Table 3. PSNR values for different joint upsampling and warping approaches. The first column shows the original results from Tao et al. [23] using the SPMC upsampling, forward warping, and the SPMC-ED architecture with an LSTM unit. Columns two to four show our reimplementation of the SPMC-FW operation [23] without an LSTM unit. Columns five to eight show our joint upsampling and backward warping operation with the same encoder-decoder network on top. With ours we denote our implementation according to Fig. 4. In only center we input zero-flows and the duplicated center image three times (no temporal information). The entry joint includes joint training of FlowNet2-SD and the super-resolution network. For columns two to eight, the networks are retrained on MYT and tested for each setting respectively.

Results are given in Table 3. First, we note that our feed-forward implementation of FlowNet2-SD with SPMC-ED, which simply stacks frames and does not include an LSTM unit, outperforms the original recurrent implementation from Tao et al. [23]. Second, we see that our proposed JUBW operation generally outperforms SPMC-FW. We again performed experiments where we excluded temporal information, by inputting zero flows and duplicates of the center image. We now observe that including temporal information yields large improvements and increases the PSNR by 0.5 to 0.9. In contrast to the previous sections, we see such increase also for the Myanmar dataset. This shows that the proposed motion compensation can also exploit small motion vectors. The qualitative results in Fig. 5 confirm these findings.

Fig. 5.
figure 5

Examples of a reconstructed image from Videoset4 using different warping methods. FN2-SD stands for FlowNet2-SD. Clearly using JUBW yields sharper and more accurate reconstruction of the estimated frames compared to SPMC-FW [23] and the best VSR [12] result.

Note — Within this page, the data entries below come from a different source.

PR #4626, opened 2021-09-29
power/battery: Move the enumurate to the common place

xiaoxiang781216:
## Summary
so the userspace program can handle the different battery driver equally

## Impact
Same as before

### DIFF
--- a/arch/arm/src/cxd56xx/cxd56_charger.c
+++ b/arch/arm/src/cxd56xx/cxd56_charger.c
@@ -79,8 +79,8 @@ struct charger_dev_s
  * Private Function Prototypes
  ****************************************************************************/
 
-static int charger_get_status(FAR enum battery_charger_status_e *status);
-static int charger_get_health(FAR enum battery_charger_health_e *health);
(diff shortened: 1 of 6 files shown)


gustavonihei:
I'm okay with the changes, but I believe it is important to get the feedback from @masayuki2009, since it may affect to some extent applications targeting the Spresense platform.

xiaoxiang781216:
Ok, add @masayuki2009 as reviewer too.

masayuki2009:
>Ok, add @masayuki2009 as reviewer too. It's safe If user just use enum value, but not type(e.g. battery_monitor_status_e).

I think we need to modify ./sdk/apps/examples/charger/charger_main.c in Spresense SDK.

@SPRESENSE 
Do you have any comments on this PR?

SPRESENSE:
> @SPRESENSE
> Do you have any comments on this PR?

Thanks for mentioning me.
There is no problem if you update `apps/examples/charger/charger_main.c` at the same time.

xiaoxiang781216:
Fix here https://github.com/apache/incubator-nuttx-apps/pull/859

PR #4627, opened 2021-09-29
libc: Move atexit/on_exit to user space

no1wudi:
## Summary

1. Move all default signal handler to user space
2. Register atexit/on_exit callback to task_info_s in user space
3. Split exit syscall to user space and kernel space, and call atexit/on_exit hook in user space
4. All exit/pthread_exit requests from kernel side should be redirected to SIGKILL

## Testing
ostest on arm & riscv


include/signal.h
```diff
@@ -234,6 +234,14 @@
 #  endif
 #endif
 
+/* SIGEXIT is to trigger atext/on_exit logic */
+
+#ifndef CONFIG_SIG_SIGEXIT
+#  define SIGEXIT       18
```
xiaoxiang781216, line 240: should we use SIGKILL for this?

no1wudi: Did you mean move default SIGKILL to user space, and redirect all task exit request to it ?

xiaoxiang781216: Yes. BTW, to follow the strict user/kernel separation, it's better to move all default signal handler to userspace side.

PR #55, opened 2019-04-24
TC-780 Add top banners

nickbrowne:
Adds two new components for the donation campaign:

## DonationBanner
Screenshot at 2019-04-24 13-31-46

## ThinDonationBanner
Screenshot at 2019-04-24 13-31-57

### DIFF
--- a/src/promo/DonationBanner.jsx
+++ b/src/promo/DonationBanner.jsx
@@ -1,0 +1,102 @@
+import React from 'react'
+import PropTypes from 'prop-types'
+import withStyles from '@material-ui/core/styles/withStyles'
+import Paper from '@material-ui/core/Paper'
+import MaterialIconButton from '@material-ui/core/IconButton'
+import CloseIcon from '@material-ui/icons/Close'
+import Button from '../Button'
+import Typography from '../Typography'
+
+const styles = theme => ({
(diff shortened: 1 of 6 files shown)


nickbrowne:
You may notice that the "x" icon is slightly further in from the designs on zeplin, this matches the position in the `DonationDialog`, and is to give the hover/active animations some breathing room. Has Zoe's approval.

src/promo/DonationBanner.jsx
```diff
@@ -0,0 +1,102 @@
...
+  onClose: PropTypes.func,
+
+  /**
+   * Accessibility text for close button
+   */
+  closeText: PropTypes.string
+}
+
+DonationBanner.defaultProps = {
+  href: 'http://example.com',
```
jameshill: Should we just make the default https://donate.theconversation.com?

jameshill: We didn't make it the default on the `EndOfArticle`, but just thought going forward perhaps we should.

jameshill:
Given that the default is also in `EndOfArticle` i'm voting for changing it in a separate PR.

nickbrowne:
Yeah it's currently `'http://example.com'` for `DonationDialog` as well.

PR #59, opened 2019-04-29
[TC-900] Fix overflow when focused on DropDown components

markcipolla:
We were seeing a faint background colour to the right of the `Dropdown` when `:focus`; the `padding-right` was a smidge too big.

#### Before:
Screen Shot 2019-04-29 at 4 40 28 pm

### After:
Screen Shot 2019-04-29 at 4 40 34 pm

### DIFF
--- a/CHANGELOG.md
+++ b/CHANGELOG.md
@@ -1,3 +1,7 @@
+## Unreleased
+
+* Minor design fix to `Dropdown` to avoid `:focus` overflow of background
+
 ## 2.0.0 (2019-04-29)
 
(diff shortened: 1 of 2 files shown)


nullobject:
@markcipolla Can you chuck something in the CHANGELOG under the unreleased section.

markcipolla:
> @markcipolla Can you chuck something in the CHANGELOG under the unreleased section?

Of course; I keep forgetting the process to changelog management. Done. Thanks for reminding me.

PR #67, opened 2019-05-14
Amend pop up margin on mobile to match original design

nullobject:
This PR updates the breakpoints for the `DonationDialog` component.

With these new breakpoints, we have:

- For small devices, a 24px horizontal margin around the dialog. It is anchored to the top of the screen and will grow vertically to fit the the dialog content.
- For medium-large devices, the dialog is vertically and horizontally centred on the page.

If anyone knows an easier way to do this, I am all ears 👂

## How to Test

- Fire up storybook and check out the `DonationDialog` at various sizes.

### Before

Small:

IMG_3813

Large:

localhost_9001_iframe html_id=promos--donationdialog(iPad) (3)

### After

Small:

IMG_3812

Large:

localhost_9001_iframe html_id=promos--donationdialog(iPad) (2)

### DIFF
--- a/src/promo/DonationDialog.jsx
+++ b/src/promo/DonationDialog.jsx
@@ -9,13 +9,40 @@ import DialogActions from '../dialog/DialogActions'
 import Button from '../Button'
 
 const styles = theme => ({
+  container: {
+    // For small-medium devices, render the dialog container normally.
+    [theme.breakpoints.down('sm')]: {
+      display: 'block',
+      overflowY: 'auto',
+      overflowX: 'hidden'
+    },
+
+    // For medium-large devices, render the dialog container in the centre.
+    [theme.breakpoints.up('sm')]: {
+      display: 'flex',
+      justifyContent: 'center',
+      alignItems: 'center'
+    }
+  },
   paper: {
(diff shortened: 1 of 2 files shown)


nullobject:
[[Promos] Amend pop up margin on mobile to match original design](https://trello.com/c/FxgZlq1E/82-bug-amend-promos-margin-to-match-original-design)

src/promo/DonationDialog.jsx
```diff
@@ -79,14 +106,14 @@ export const DonationDialog = ({
     open,
     onClose,
     onEnter: onVisible,
-    scroll: 'body',
```
nickbrowne: Sorry I didn't get a chance to review this before it was merged, but the reason we were using `scroll: 'body'` is to work around this issue:

Screenshot at 2019-05-14 16-52-44

I think it's a much better user experience if they can scroll the whole page to see the dialog contents (which is also the existing behaviour of our "legacy" lightboxes in TC instead of having an internal scroll.

nullobject: Thanks for catching that, I will fix this in a follow-up PR.

PR #68, opened 2019-05-16
Fix placement issues with DonationDialog component

nullobject:
The modal is now horizontally & vertically centred on all screen sizes.

It will also grow vertically to fit the content, which means the user must scroll the page to see the dialog. This is better than the default Material UI behaviour, which sets a max height on the modal and creates little scroll bars inside it.

It would be good to make this the default behaviour for all of our dialogs in UI (@ZoeJazz and I were chatting about this yesterday), but let's get the behaviour right for the `DonationDialog` and then we can pull it up into our own `Dialog` component later.

## How to Test

- Check the `DonationDialog` at a variety of screen sizes and confirm the scrolling behaviour.

localhost_9001_iframe html_id=promos--donationdialog(iPhone 6_7_8)
localhost_9001_iframe html_id=promos--donationdialog

### DIFF
--- a/CHANGELOG.md
+++ b/CHANGELOG.md
@@ -1,8 +1,10 @@
 ## Unreleased
 
+* Fix placement issues with `DonationDialog` component
+
 ## 2.2.3 (2019-05-14)
 
-* Update donation dialog breakpoints
+* Update `DonationDialog` breakpoints
 
 ## 2.2.2 (2019-05-09)
 
--- a/src/promo/DonationDialog.jsx
+++ b/src/promo/DonationDialog.jsx
@@ -1,28 +1,22 @@
-import MaterialDialog from '@material-ui/core/Dialog'
-import MaterialIconButton from '@material-ui/core/IconButton'
-import MaterialDialogActions from '@material-ui/core/DialogActions'
 import CloseIcon from '@material-ui/icons/Close'
+import MaterialIconButton from '@material-ui/core/IconButton'
 import PropTypes from 'prop-types'
 import React from 'react'
 import withStyles from '@material-ui/core/styles/withStyles'
+
+import Dialog from '../dialog/Dialog'
 import DialogActions from '../dialog/DialogActions'
 import Button from '../Button'
 
 const styles = theme => ({
+  root: {
+    display: 'flex',
+    overflowY: 'auto'
+  },
   container: {
-    // For small-medium devices, render the dialog container normally.
-    [theme.breakpoints.down('sm')]: {
-      display: 'block',
-      overflowY: 'auto',
-      overflowX: 'hidden'
-    },
-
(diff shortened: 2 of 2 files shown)


nullobject:
[[Bug] Fix placement issues with DonationDialog component](https://trello.com/c/mFGRQ8Xx/105-bug-fix-placement-issues-with-donationdialog-component)

nickbrowne:
Will check this as soon as I'm back from lunch :fork_and_knife:

nickbrowne:
Just gave this a go, it has some odd behaviour for me when scrolling in both Firefox and Chrome though.

Basically:
 - can't scroll "window" with mouse wheel in the blank part of the screen (previously could)
 - can't interact with scroll bar at all because it has an overlay on top of it

I made a few admittedly pro hacks to work around it, which does seem to work:
```diff
diff --git a/src/promo/DonationDialog.jsx b/src/promo/DonationDialog.jsx
index 5052f65..cf28e70 100644
--- a/src/promo/DonationDialog.jsx
+++ b/src/promo/DonationDialog.jsx
@@ -11,7 +11,12 @@ import Button from '../Button'
 const styles = theme => ({
   root: {
     display: 'flex',
-    overflowY: 'auto'
+    overflowY: 'auto',
+    backgroundColor: "rgba(0, 0, 0, 0.5)"
+  },
+  backdropRoot: {
+    backgroundColor: "unset",
+    position: "static",
   },
   container: {
     height: 'auto', // Override height
@@ -90,6 +95,11 @@ export const DonationDialog = ({
     open,
     onClose,
     onEnter: onVisible,
+    BackdropProps: {
+      classes: {
+        root: classes.backdropRoot
+      }
+    },
     classes: {
       root: classes.root,
       container: classes.container,
```

But while this fixes the scrolling issue, it breaks being able to close the dialog by clicking the `Backdrop`. Which made me start wondering if deviating too much from the systems that material has built up around how dialogs work is biting us, and might make upgrading more difficult in the future.

Is there a way we can achieve the layout we want without overriding as much of the default behaviour?

nullobject:
> Is there a way we can achieve the layout we want without overriding as much of the default behaviour?

@nickbrowne That's a shame. I agree, it feels like we are setting ourselves up for future pain by going against the MUI conventions. But I'm not sure how to achieve what we want using the default MUI `Dialog` 🤔

nickbrowne:
I might do a couple of little experiments after I finish up this branch I'm working on, hopefully it's possible!

nullobject:
> I might do a couple of little experiments after I finish up this branch I'm working on, hopefully it's possible!

That would be great, happy to chat/pair on it if you want.

jameshill:
Discussed with @nullobject, unless it comes up as a usability issue we're going to keep this on the backburner.

PR #72, opened 2019-06-18
[394] [Logo] Regenerate large PNGs of logo for use on TC's republishing guidelines

markcipolla:
REFS https://trello.com/c/I3AKf4a3/394-logo-regenerate-large-png-images-for-republishing-guidelines

I had to regenerate the large PNG logo files, as they're not actually used to show the logo, but are available for download in the Republishing Guidelines.


RohanM:
I can confirm this PR increases the size of those images from `350 x 40` to `2030 x 232`. 

#### Before

before

#### After

after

Including the sub-pixel distance outputs from JUBW layer to enable better interpolation to the network leads to a smaller improvement than expected. Notably, without these distances the JUBW operation degrades to a simple nearest neighbor upsampling and nearest neighbor warping, but it still outperforms SPMC-FW. We conclude from this that one should generally avoid any kind of interpolation and leave it to the network. Finally, fine-tuning FlowNet2 on the video super-resolution task decreases the PSNR in some cases and does not provide the best results. We conjecture that this is due to the nature of optimization of the gradient through the warping operation, which is based on the reconstruction error and is prone to local minima.

6 Conclusions

In this paper, we performed an evaluation of different video super-resolution approaches using CNNs including motion compensation. We found that the common practice of patch-based training and upsampling and warping separately yields almost no improvement when comparing the video super-resolution setting against the single-image setting. We obtained a significant improvement over prior work by replacing the patch-based approach by a network that analyzes the whole image. As a remedy for the lacking standard motion compensation, we proposed a joint upsampling and backward warping operation and combined it with FlowNet2-SD [11] and the SPMC-ED [23] architecture. This combination outperforms all previous work on video super-resolution. In conclusion, our results show that: (1) we can achieve the same or better performance with a formulation as a feed-forward instead of a recurrent network; (2) performing joint upsampling and backward warping with no interpolation outperforms joint upsampling and forward warping and the common backward warping with interpolation; (3) including sub-pixel distances yields a small additional improvement; and (4) joint training with FlowNet2-SD so far does not lead to consistent improvements and we leave a more detailed analysis to future work.